From what we can tell, it also seems to be a very different training regime. Anthropic and OpenAI would build generalist environments where different models interact with one another, with soft universal verifiers and checkers which is markedly different from the bounded RL methods commonly discussed in the open. 

The current model lag is not only about incremental performance loss on targeted benchmarks, but raw capabilities. Either you have systems able to find and solve significant open-ended problems and produce high-value synthetic outputs, or you don’t. The new generation of models is simultaneously a new form of model economics and, unless specific steps are taken, we are largely cut-off from it.

Targeting the right leapfrogs: RSI and open-endedness.

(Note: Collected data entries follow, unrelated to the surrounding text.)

PR #7386, opened 2026-01-17
[PATCH]: Removal of redundant workflow

Circuit-Overtime:
## Problem Faced:-  

The [profile update](https://github.com/pollinations/pollinations/actions/runs/21089708383) workflow was constantly failing everyday. I checked that the [Org Repo](https://github.com/pollinations/.github/blob/main/profile/README.md) uses the shields.io badges which are dynamic and they don't need any other workflow to work, so these two files are no longer needed to be run as a cron by the CI, but if we ever wish to use numbers than the shields badges then the best policy is to run this workflow in the pollinations/.github itself as we were doing here pollinations/pollinations

## Changes Made:- 

- Removed `.github/scripts/profile-update-stats.js`
- Removed `.github/workflows/profile-update-stats.yml` 

@ElliotEtag Elliot please take a look at it and merge accordingly


ElliotEtag:
polly , please tell me what these workflows were doing.

ElliotEtag:
can merge @Circuit-Overtime 
some biome errors though to fix prior to that ;))

Circuit-Overtime:
@ElliotEtag The biome error was due to an intentional code design which I figured out now --  It was a CI failure where **Biome exited with an error when only `.github/**` files were changed**.

**Root cause**
- Biome excludes `.github/**` from its eligible file set by default.
- The workflow passed changed files explicitly to `biome check`.
- When all changed files were under `.github/`, Biome received only ignored paths and exited with a non-zero error.

**Fix**
- Updated the workflow/config to avoid passing `.github/**` files to Biome (or explicitly include them, depending on the change).
- Prevents Biome from running with an empty post-filter file set.

> No functional code changes this only stabilizes CI behavior.

PR #7462, opened 2026-01-19
fix: disable crypto payments temporarily

ElliotEtag:
- Remove Fiat/Crypto payment toggle from UI
- Disable nowpayments invoice endpoint (returns 503)
- Keep webhook handler for in-flight payments
- Preserve cryptoBalance for existing users


ElliotEtag:
polly please review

Over the last few months, we have seen a counter-narrative emerging: rather than staying (badly) in the LLM course, Europe should just give up and focus on the next cycle of AI innovations, taking an actual leapfrog on research directions and applications apparently neglected by the leading labs. This is probably the most optimistic scenario depicted in Europe 2031 :

While it seems unlikely that Europe can still meaningfully compete in LLMs, it can play a key role in the upcoming physical AI revolution. That requires screening foreign investment into European manufacturers, opening industrial data and process knowledge to domestic AI developers, removing the bottlenecks that prevent promising European companies from scaling, and forming partnerships with American companies that yield lasting gains rather than one-off windfalls.

On the apparence, it seems timely, as doing model research is easier than ever. Powerful frontier models allows to iterate very efficiently on alternative architectures including world models, to the point Anthropic is now intently nerfing their latest models and… oh wait. How do we think this can ever be a moat? The reality is that with auto-research and recursive self-improvement fast take-off, any easy architecture gain can be directly explored by the labs themselves. If a future incarnation of JEPA can provide much better data representations, a recursive agent is as likely to find this relatively bounded outcome than a well-funded European team. This is probably already happening already.

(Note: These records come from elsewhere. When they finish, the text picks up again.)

PR #7537, opened 2026-01-21
feat(enter): add manage api key dialog with enable toggle and budget

fisventurous:
the following changes adds a "manage" dialog for api keys, users can enable/disable keys, edit budget, and modify allowed models without deleting.

## changes
- add EditApiKeyDialog component with enable toggle, budget input, model selection
- add gear button next to each api key in the list
- update api-keys.ts backend to support enabled field
- disabled keys show with reduced opacity and "(disabled)" label

## because
- users currently can't disable a key without deleting it (losing history)
- no way to fix a key with wrong budget after creation
- this is a simple additive, existing delete mechanism unchanged

## files
- src/client/components/edit-api-key-dialog.tsx (new)
- src/client/components/api-key.tsx
- src/client/routes/index.tsx
- src/routes/api-keys.ts

### DIFF
--- a/enter.pollinations.ai/src/client/components/api-key.tsx
+++ b/enter.pollinations.ai/src/client/components/api-key.tsx
@@ -355,7 +355,9 @@ export const ApiKeyList: FC<ApiKeyManagerProps> = ({
                                         {/* Row 2: Stats and Permissions */}
                                         <div className="flex flex-wrap items-center gap-4 text-xs">
                                             <span title="Created">
-                                                <span className="text-gray-400">Created: </span>
+                                                <span className="text-gray-400">
+                                                    Created:{" "}
+                                                </span>
                                                 <span className="text-gray-500">
                                                     {formatDistanceToNowStrict(
                                                         apiKey.createdAt,
@@ -367,7 +369,9 @@ export const ApiKeyList: FC<ApiKeyManagerProps> = ({
                                                 </span>
                                             </span>
                                             <span title="Last used">
-                                                <span className="text-gray-400">Used: </span>
+                                                <span className="text-gray-400">
+                                                    Used:{" "}
+                                                </span>
                                                 <span className="text-gray-500">
                                                     {apiKey.lastRequest
                                                         ? formatDistanceToNowStrict(
@@ -389,7 +393,9 @@ export const ApiKeyList: FC<ApiKeyManagerProps> = ({
                                                 }
                                             />
                                             <span className="flex items-center gap-1">
-                                                <span className="text-gray-400">Models:</span>
+                                                <span className="text-gray-400">
+                                                    Models:
+                                                </span>
                                                 <ModelsBadge
                                                     permissions={
                                                         apiKey.permissions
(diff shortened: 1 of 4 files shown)


voodoohop:
Fixed the critical issues found during review:

## Bugs Fixed

### 1. **Authentication Middleware** (`src/middleware/auth.ts`)
- Added check for `enabled` field when verifying API keys
- Disabled keys (`enabled: false`) now properly reject authentication
- Previously disabled keys could still make API calls

### 2. **Permissions Parsing** (`src/routes/api-keys.ts`)
- Fixed JSON parsing of `existingKey.permissions` 
- Was treating JSON string as object, causing "expected array, received string" errors
- Now properly parses permissions before passing to better-auth

### 3. **Error Display** (`src/client/components/edit-api-key-dialog.tsx`)
- Added error state and display in the UI
- Users now see error messages when updates fail
- Previously errors were only logged to console

The update functionality should now work correctly. Test by:
1. Opening the manage dialog for an API key
2. Toggle enabled/disabled state
3. Modify budget or model permissions
4. Click Save

Disabled keys will no longer authenticate for API requests.

ElliotEtag:
## ⚠️ Known Issue: better-auth verifyApiKey Race Condition

During investigation of API key permission updates being overwritten, we found a race condition in better-auth's `verifyApiKey` function.

### Root Cause

Looking at `better-auth/dist/plugins/api-key/routes/verify-api-key.mjs:114-132`:

```javascript
const updated = {
    ...apiKey,        // ⚠️ Spreads ALL fields including permissions
    ...update,        // rate limit fields
    remaining,
    lastRefillAt,
    updatedAt: new Date()
};
// Then writes ENTIRE object back to DB
```

### The Race Condition

1. Your update writes new permissions at time T1
2. Another request's `verifyApiKey` reads at T0 (before your update)
3. That verify writes back at T2, overwriting your T1 changes

### The Real Bug

better-auth should use **partial updates** (only `remaining`, `lastRefillAt`, `requestCount`, `updatedAt`) instead of full object replacement.

### Short-term Workaround

Wait ~1 minute after updating permissions before using the key.

### Long-term Fix Options

1. **File an issue/PR with better-auth** to use partial updates
2. **Override the adapter's update method** to only update rate-limit fields during verify
3. **Use a custom verifyApiKey** that doesn't write back permissions

This doesn't block the current PR but is worth noting for future work on API key management.

ElliotEtag:
## ✅ Race Condition Fixed

Added a patch to `better-auth` that fixes the `verifyApiKey` race condition.

### The Fix
`verifyApiKey` now only updates rate-limit fields (`remaining`, `lastRefillAt`, `requestCount`, `updatedAt`) instead of the entire API key object. Permissions are never touched during verify operations.

### Files Added
- `patches/better-auth+1.4.17.patch` — the fix
- `package.json` — added `postinstall: patch-package` for automatic application

### Result
User updates permissions → concurrent API requests (100+/sec) → permissions persist ✅

The patch auto-applies on `npm install`. Can be removed once better-auth releases an upstream fix.

ElliotEtag:
polly can you review systematically and deeply?

ElliotEtag:
polly, what do you think now?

The actual leapfrog is harder (but, well, that's the actual frontier for you): open-endedness in itself. From what we know, Anthropic and OpenAI have been able to pull this set of new capabilities only with unprecedented large models with obvious logistics issues. Even before the whole geopolitical complications, Anthropic struggled to make the new Mythos/Fables series available, due to sheer compute requirements, which created the conditions for the XAI mega-cluster deals.

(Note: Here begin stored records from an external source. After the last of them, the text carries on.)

PR #6320, opened 2025-12-22
refactor: apps/APPS.md as single source of truth

ElliotEtag:
## Summary

Consolidates all app listings into a single `apps/APPS.md` markdown file as the source of truth.

### Source of Truth
- **`apps/APPS.md`** - Single markdown table with 318 apps
- Columns: Emoji | Name | Description | Language | Category | GitHub | Repo | Stars | Discord | Other | Submitted
- Sorted by date (newest first)

### Automated Workflow
- `tier-app-submission.yml` parses issues with AI
- Extracts all fields from issue template
- Fetches GitHub stars automatically
- AI generates emoji and reformulates description (~80 chars)
- Prepends new row to `apps/APPS.md`
- Updates `README.md` with last 10 apps

### hello.pollinations.ai
- New `src/lib/parseApps.ts` parses `apps/APPS.md` at build time
- `predev`/`prebuild` scripts copy file from `apps/` directory
- Copied file is gitignored (source of truth remains `apps/APPS.md`)

### Maintenance Script
- New `tier-apps-check-links.js` - Checks all app URLs for broken links
- Generates report with `--report` flag
- Can filter by category with `--category=<name>`

### Scripts
- `pollinator-agent/project-list-scripts/*` (9 files)
- `.github/scripts/app_list_update_stars.js`

### Workflows
- `app-list-update-entries.yml`
- `app-list-update-stars.yml`

### Documentation
- `.claude/skills/app-submissions/SKILL.md`

### Issue Template
- Removed "Additional Information" field
- Added "Other Contact" field
- Fields: Name, Description, URL, GitHub Repo, Discord, Category, Language, Other Contact

### Column Cleanup (APPS.md)
- Renamed: Author → GitHub, Date → Submitted
- Added: Other (for non-GitHub contacts)
- Reordered: Language moved after Description
- Cleaned emojis (moved from names to Emoji column)
- Converted country flags to ISO language codes
- Added 128 missing repo URLs from old JS files

### Documentation
- `AGENTS.md` - Updated with new system instructions
- `README.md` - Shows last 10 apps only
- `.github/workflows/README.md` - Updated flow diagrams

### PR Labeling Workflow
- `tier-label-external-pr.yml` - Improved logic:
  - `pr:external` → Only for non-org members
  - `tier:review` → Only for users with no merged PRs

---

⚠️ **Note:** `pollinations.ai/` is untouched - website being replaced soon.

PR #7533, opened 2026-01-21
feat: Add issue tracking columns to APPS.md

ElliotEtag:
- Adds `Submitted_Date`, `Issue_URL`, `Approved_Date` columns to APPS.md
- Backfills 472 apps (426 matched with original GitHub issues, 90% match rate)
- Updates all parsing scripts for 15-column format
- Updates SKILL.md documentation

**New column structure:**
```
| ... | Submitted_Date | Issue_URL | Approved_Date |
```

- **Submitted_Date**: Issue creation date (when user submitted)
- **Issue_URL**: Link to original GitHub issue  
- **Approved_Date**: PR merge date (renamed from old Submitted column)

PR #7539, opened 2026-01-21
feat: add weekly star update workflow for apps

fisventurous:
## summary
adds a scheduled workflow to auto-update github stars for apps in `APPS.md`. also flags deleted repos.

## changes
- add `app-update-stars.js` script that fetches star counts from github api
- add `app-update-stars.yml` workflow running weekly (sunday 4am utc)
- supports `--dry-run` and `--verbose` flags for testing

noticed the old `app-list-update-stars.yml` was removed in #6320 during the APPS.md refactor. figured it might have been accidental or just lost in the shuffle, so this brings it back in a cleaner form that works with the new system (that is if you still want it!).

### DIFF
--- a/.github/scripts/app-update-stars.js
+++ b/.github/scripts/app-update-stars.js
@@ -251,7 +251,7 @@ async function main() {
         }
     }
 
-    return stats.deleted > 0 ? 1 : 0;
+    return 0;
 }
 
 main()


fisventurous:
noticed PR #7533 just landed with the new APPS.md structure. just updated the script in [ae2fec8](https://github.com/pollinations/pollinations/pull/7539/commits/ae2fec8a000dc5418255fc0f57e46cda0307d6f5) to be column name aware so it handles both the old (13-col) and new (15-col) formats dynamically. shouldn't have any conflicts hopefully

voodoohop:
@fisventurous Nice PR! One issue:

**Line 254**: `return stats.deleted > 0 ? 1 : 0;`

This exits with code 1 if any repo is deleted, which will **fail the workflow and skip the commit step** - so star updates won't be saved.

**Fix**: Change to `return 0;` - deleted repos are already logged as warnings, no need to fail the workflow.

The actual strategic question now is whether you actually need a large model for open-ended research or, rather, entirely new concepts of training. So far, the typical evolution of LLMs has been: you start with an over-parameterized model to probe the acquisition of new capabilities and, then, downscale, typically through data generation, better environment design/reward. Obviously, frontier labs have every incentives to downscale, but they're not at that step yet. 

So an actual leapfrog might involve going in this direction where things are going to happen but haven't happened yet : what is the smallest AI system (or more easily manageable) still capable of autonomous exploration? What training techniques do you need? And architecture? Maybe it'll require an unusually long context, even some form of continual learning?

The issue remains that to take a leapfrog, you still need some accumulated expertise. The Chinese ecosystem identified LLM as a critical general purpose technology by the early ChatGPT era and continuously practice up to the point they have the model training infrastructure ready for whatever is coming next. 

More than compute, we might be running out of time.